Con el tiempo, y especialmente en la modernidad, esta dialéctica no desapareció, sino que se transformó. Los procesos históricos reforzaron las lógicas uránicas y verticales, al mismo tiempo que lo telúrico permanecía como un trasfondo latente. La centralización de las instituciones, la organización jerárquica de la política o de la economía y la progresiva distancia con respecto a la tierra pueden leerse como manifestaciones de esa proyección hacia el cielo. Sin embargo, también han sobrevivido ,y en algunos momentos se han reactivado, formas de vida que remiten al polo telúrico: prácticas comunitarias, concepciones del espacio compartido o vínculos culturales que insisten en la cercanía, la cooperación y la reciprocidad.

En este sentido, la dialéctica entre tierra y cielo adquiere en nuestro presente un significado renovado. No se trata de optar de manera excluyente entre Ama Lur y Jaungoikoa, sino de reconocer cómo ambas dimensiones conviven y se tensionan en nuestras formas de vida contemporáneas. La historia vasca puede interpretarse, así, como un diálogo inacabado entre la tierra y el cielo: entre la horizontalidad heredada del mundo precristiano y la verticalidad consolidada con el cristianismo y prolongada en la modernidad.
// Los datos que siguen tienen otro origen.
PR #802, opened 2023-05-23
feat: Omit Columns from SQL statements (e.g uuid columns)

Amnesthesia:
I've added two options for omitting columns from the SQL statements, to avoid having to modify class level `self.ignored_columns` since we've had issues with this affecting other code that runs at the same time. These options work as follows:

Omit the guid column from SQL statement, allowing it to generate the uuid and not be forced to NULL:
`Model.import(values, omit_columns: [:guid])` 

Allow per-model decisions, e.g for recursive imports:
`Model.import(values, omit_columns: -> (model, column_name) { [:guid] if model == Model })`

Use a hash instead of a proc:
`Model.import(values, omit_columns: { Model => [:guid] })`

The second option is `:omit_columns_with_default_functions` boolean, to automatically find columns that have a default function declared in the schema, and omit them by default.


Amnesthesia:
Can this be merged or is this already implemented upstream? We're currently pointing our Gemfile to this branch and can't update until uuid primary keys are supported

jacob-carlborg-apoex:
@Amnesthesia UUID primary keys already work, if they're following the standard naming convention, i.e. `id`. I'm using that on several tables in one of my applications. But for other columns it doesn't work.

jacob-carlborg-apoex:
@Amnesthesia BTW, it's already possible to specify which columns should be imported. Pass an array of symbols as the first argument to `import`. Second code example: https://github.com/zdennis/activerecord-import?tab=readme-ov-file#activerecord-models.

Amnesthesia:
@jacob-carlborg-apoex This is for UUID columns that are not primary keys :)

PR #813, opened 2023-09-03
Feature:  Add Dockerfile and compose file

zmariscal:
# Purpose
Make it easier for people to develop using Docker.

# Implementation
Add a Dockerfile and docker-compose.yml to help developers be able to pull an image and run the application locally. You can read the README for how to do this. I went for the most minimal change to get mysql working first.

# Potential future work
The next step would be to add `postgresql` as a service so someone can run the tests against that database service.

### DIFF
--- a/Dockerfile
+++ b/Dockerfile
@@ -1,0 +1,23 @@
+# Use the official Ruby 3.2 image as a base image
+ARG RUBY_VERSION=3.2
+FROM ruby:${RUBY_VERSION}-bullseye
+
+# Set the working directory
+WORKDIR /usr/src/app
+
+# Install system packages
+RUN apt-get update -qq && \
+    apt-get install -y default-mysql-client vim && \
+    apt-get clean
+
+# Set environment variables
+ENV AR_VERSION=7.0
+
+# Copy all files
+COPY . .
+
+# Move sample database.yml and install gems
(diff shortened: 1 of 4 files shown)


docker-compose.yml
```diff
@@ -0,0 +1,25 @@
...
+    build:
+      context: .
+    environment:
+      DB_HOST: mysql
+      AR_VERSION: 7.0
+    volumes:
+      - .:/usr/src/app
+    depends_on:
+      - mysql
+    command: tail -f /dev/null
```
zmariscal, line 22: There may be a better command to use here. It's just the simplest thing I could think of to ensure the container doesn't exit.

Dockerfile
```diff
@@ -0,0 +1,23 @@
+# Use the official Ruby 3.2 image as a base image
+ARG RUBY_VERSION=3.2
+FROM ruby:${RUBY_VERSION}-bullseye
+
+# Set the working directory
+WORKDIR /usr/src/app
+
+# Install system packages
+RUN apt-get update -qq && \
+    apt-get install -y default-mysql-client vim && \
```
zmariscal, line 10: Adding `vim` isn't necessary, but it sure makes things easier to debug in container

jkowens:
Thanks @zmariscal this is a great idea!

PR #817, opened 2023-09-07
Import breaks when two column backed attributes are aliased together

skunkworker:
When a record has two column backed attributes that are aliased together, import breaks across the board because both column names are provided. I briefly looked to see if this was a code smell in ActiveRecord but have not been able to find anything definitive either way.

Take the following:

```ruby
create_table :topics, force: :cascade do |t|
  t.string :author_name
  t.string :author_full_name
end

class Topic < ActiveRecord::Base
  alias_attribute :author_full_name, :author_name
end
```

When the record is trying to be imported. `author_name` will be specified twice in the import string.

### DIFF
--- a/test/import_test.rb
+++ b/test/import_test.rb
@@ -991,4 +991,16 @@ describe "#import" do
       end
     end
   end
+
+  describe "aliased attributes" do
+    it "two column based attributes can be imported" do
+      topic = FactoryBot.create :topic
+      new_topic = Topic.new(topic.attributes.except("id"))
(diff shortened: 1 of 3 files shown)


jkowens:
Aha! Ok, thank you for getting to the root issue.

jkowens:
@leonidkroka here is a some more info about a failing scenario with `alias_attribute`. Any ideas how to make sure column names in the generated sql are unique in this scenario?

PR #820, opened 2023-10-26
Bump `Checkout` action to V4

y-yagi:
The `Checkout` action V2 uses old Node.js. It causes a lot of warnings and bump version to fix those.

Ref: "Annotations" section in https://github.com/zdennis/activerecord-import/actions/runs/6556382678


jkowens:
Thanks!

En esa tensión aún viva se abre la posibilidad de repensar nuestro tiempo, recordando que lo común y la cooperación no pertenecen únicamente al pasado, sino que forman parte de un legado simbólico capaz de ofrecer claves para el presente. Quizá, en la búsqueda de un nuevo equilibrio entre Ama Lur y Jaungoikoa, podamos reconocer que la tradición no es solo memoria de lo que fuimos, sino también horizonte para lo que podemos llegar a ser.